Strong quasi-electrostatic fields, generated in the mesosphere and lower ionosphere after a lightning discharge by a succeeding redistribution of the induced spatial charges, are considered to be responsible for red sprite generation. Factors considered here as important for sprite occurrence, size and shape are the discharge parameters and conductivity profile. Thundercloud charges are assumed to be of hundreds of Coulombs distributed within layers with a horizontal extent of tens of kilometers as typical for big convective multi-cell systems. Cloud-to-ground positive strokes, characterized by the initial charge and the discharge time parameters, are considered. The thermal breakdown mechanism is considered as responsible for sprite onset.

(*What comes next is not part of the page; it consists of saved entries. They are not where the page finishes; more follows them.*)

PR #1035, opened 2020-04-14
Merge branch 'origin/master' into dev-v4

simonihmig:
To sync them for following merge of dev-v4 back to master

### DIFF
--- a/CHANGELOG.md
+++ b/CHANGELOG.md
@@ -1,4 +1,38 @@
 
+## 3.1.3 (2020-04-11)
+
+#### Bug Fixes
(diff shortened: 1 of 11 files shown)


jelhan:
Wouldn't it be easier to port the few changes to `master`, which are applicable for v4 since we branched out `dev-v4` over to `dev-v4`? If I recall correctly it should only be very few pull requests. I think some where already ported to `dev-v4`.

simonihmig:
I wanted to make sure all CI tests pass with the merged result. And this way I believe we should have avoided any merge conflicts when merging dev-v4 to master...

The conditions under which sprites initially occur (i.e., when atmospheric parameters are not disturbed) and their spatial and temporal characteristics are studied, depending on the conductivity profiles. A self-consistent analytical modeling is proposed for this purpose. Maxwell’s equations are applied under quasi-electrostatic conditions, when the magnetic field component is neglected and the electric field is assumed to be important. The features of a lightning discharge as well as of the conductivity profiles (including the slight anisotropy in the lower ionosphere) are taken into account in the model. The conductivity profiles are approximated between 0 and 100 km by stepwise profiles, defined as a layered atmosphere with ∼100 layers. Horizontal conductivity variations occurring at sprite heights (50–90 km) due to electron heating and ionization are represented in the model by step functions defined in each layer. Continuity of the Maxwell current density component normal to each boundary is required. The results obtained show that, for sprite occurrence in daytime conditions, a larger lightning charge moment change of the parent discharge is needed, and the sprites are lower than at night. The conditions (concerning the discharge and conductivity parameters) under which the presence of a ‘ledge’ in the conductivity profile in the lower ionosphere can influence the occurrence of a diffuse upper portion of a sprite, are investigated. It is shown that the electric field is intensified near a conductivity profile ‘ledge’ which leads to sprite formation.